*** Input material Section Begins ***

PR #454, opened 2020-08-31
Doc updates: Indentation and underline length

farisachugthai:
Building the docs raised errors for me because the lines under the headers were too short.

In addition, a few of the code blocks weren't being properly highlighted (I.E. the bottom of <https://pynvim.readthedocs.io/en/latest/usage/remote-plugins.html> ) so I changed the lexer to signify that the code blocks are run inside of Vim and fixed the indentation and that seems to have worked for me.

### DIFF
--- a/docs/usage/remote-plugins.rst
+++ b/docs/usage/remote-plugins.rst
@@ -75,23 +75,26 @@ find your plugin. You can now invoke Neovim:
 
 Then run ``:UpdateRemotePlugins`` and your plugin should be activated.
 
-In case you run into some issues, you can list loaded plugins:
+In case you run into some issues, you can list your loaded plugins from inside
+Neovim by running ``:scriptnames`` like so.:
 
-.. code-block:: console
+.. code-block:: vim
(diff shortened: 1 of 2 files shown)


docs/usage/remote-plugins.rst
```diff
@@ -75,23 +75,26 @@ find your plugin. You can now invoke Neovim:
...
-.. code-block:: console
+.. code-block:: vim
 
     :set runtimepath
-      runtimepath=~/.config/nvim,/etc/xdg/nvim,~/.local/share/nvim/site,...,
+    runtimepath=~/.config/nvim,/etc/xdg/nvim,~/.local/share/nvim/site,...,
     ,~/g/path/to/your/plugin-git-repo
 
+    " Or alternatively
+    echo &rtp
```
justinmk, line 99: since line 94 has a colon let's use a colon here also, which is a nice convention that signals this is a vim command.

```suggestion
    :echo &rtp
```

PR #455, opened 2020-09-01
Reduce usage of deprecated imp module

farisachugthai:
Replace imp.new_module with types.ModuleType which is available from
py2.7 to 3+

### DIFF
--- a/pynvim/plugin/script_host.py
+++ b/pynvim/plugin/script_host.py
@@ -4,6 +4,7 @@ import io
 import logging
 import os
 import sys
+from types import ModuleType
 
 from pynvim.api import Nvim, walk
 from pynvim.compat import IS_PYTHON3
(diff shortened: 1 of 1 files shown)


justinmk:
Thank you!

farisachugthai:
Haha no problem! So I didn't get rid of every instance of imp because I'm not 100% sure how to replace the find_module and load_module calls.

2 of the classes with find/load_module calls are nested in a func themselves, so it'll probably be quite difficult to be sure that the API stays consistent before and after any changes.

Admittedly though, VimPathFinder has no `__init__` and 2 staticmethods so it might not be very difficult to completely remove.

Since it's inside of the path hook func I can't imagine anyone externally relying on that portion of the API

justinmk:
> So I didn't get rid of every instance of imp because I'm not 100% sure how to replace the find_module and load_module calls.

yeah, I tried awhile ago and only got so far, so was happy that you made a bit more progress :)

PR #461, opened 2020-10-02
Refactor: Remove usage of imp

farisachugthai:
Since there are no reasonable alternatives to imp in python2.7,
I figured it'd be the easiest to try importing python3 modules and if
that fails, fall back to the previous method. However this will remove
that annoying DeprecationWarning for everyone using python3.

### DIFF
--- a/pynvim/plugin/host.py
+++ b/pynvim/plugin/host.py
@@ -1,5 +1,4 @@
 """Implements a Nvim host for python plugins."""
-import imp
 import inspect
 import logging
 import os
@@ -9,7 +8,7 @@ from functools import partial
 from traceback import format_exc
 
 from pynvim.api import decode_if_bytes, walk
-from pynvim.compat import IS_PYTHON3, find_module
+from pynvim.compat import IS_PYTHON3
 from pynvim.msgpack_rpc import ErrorResponse
 from pynvim.plugin import script_host
 from pynvim.util import format_exc_skip, get_client_info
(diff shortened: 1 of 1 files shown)


bfredl:
don't be too afraid to break 2.7 if there is clear benefit. pynvim 0.5 can be py3.5+ only if we want to.

farisachugthai:
Hahaha thanks for the tip! I wanted this refactored to a separate function so that if the decision to go pure py3 gets made we have the weird py2 / py3 thing contained to 1 function and can simply remove the `except ImportError: import imp` malarky

Shougo:
I think it fixes my issue.
https://github.com/neovim/pynvim/issues/478

The PR is completed?

Shougo:
I think `compat.py` and `scripts_host.py` needs to be changed.

Shougo:
I have imported your commit in https://github.com/neovim/pynvim/pull/486.

pynvim/plugin/host.py
```diff
@@ -23,6 +22,27 @@
...
+    try:  # Python3
+        from importlib.util import module_from_spec, spec_from_file_location
+    except ImportError:  # Python2.7
+        import imp
+        from pynvim.compat import find_module
+        file, pathname, descr = find_module(name, [directory])
+        module = imp.load_module(name, file, pathname, descr)
+        return module
+    else:
+        spec = spec_from_file_location(name, location=directory)
```
wookayin, line 39: I don't think this is correct -- this seems to be always returning `None`, causing `ImportError`. `
```
spec_from_file_location("foobar", "/path/to/foobar.py") == ModuleSpec(name='foobar', ...)
spec_from_file_location("foobar", "/path/to/") == None
```

pynvim/plugin/host.py
```diff
@@ -161,8 +181,10 @@ def _load(self, plugins):
                     has_script = True
                 else:
                     directory, name = os.path.split(os.path.splitext(path)[0])
-                    file, pathname, descr = find_module(name, [directory])
-                    module = imp.load_module(name, file, pathname, descr)
+                    try:
+                        module = handle_import(directory, name)
+                    except ImportError:
+                        return
```
wookayin, line 187: pynvim remote plugin stopped working with handler/autocmd not found errors, but it was being silently ignored here

justinmk: Thanks for noticing that. Good thing we didn't release yet :D Any chance you can send a fix?

wookayin: I managed to fix this. I'm sending a PR very soon.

*** Input material Section Ends ***

The answer must consist of each line from the entries that contains the string "some".

● The completed task
-In case you run into some issues, you can list loaded plugins:
+In case you run into some issues, you can list your loaded plugins from inside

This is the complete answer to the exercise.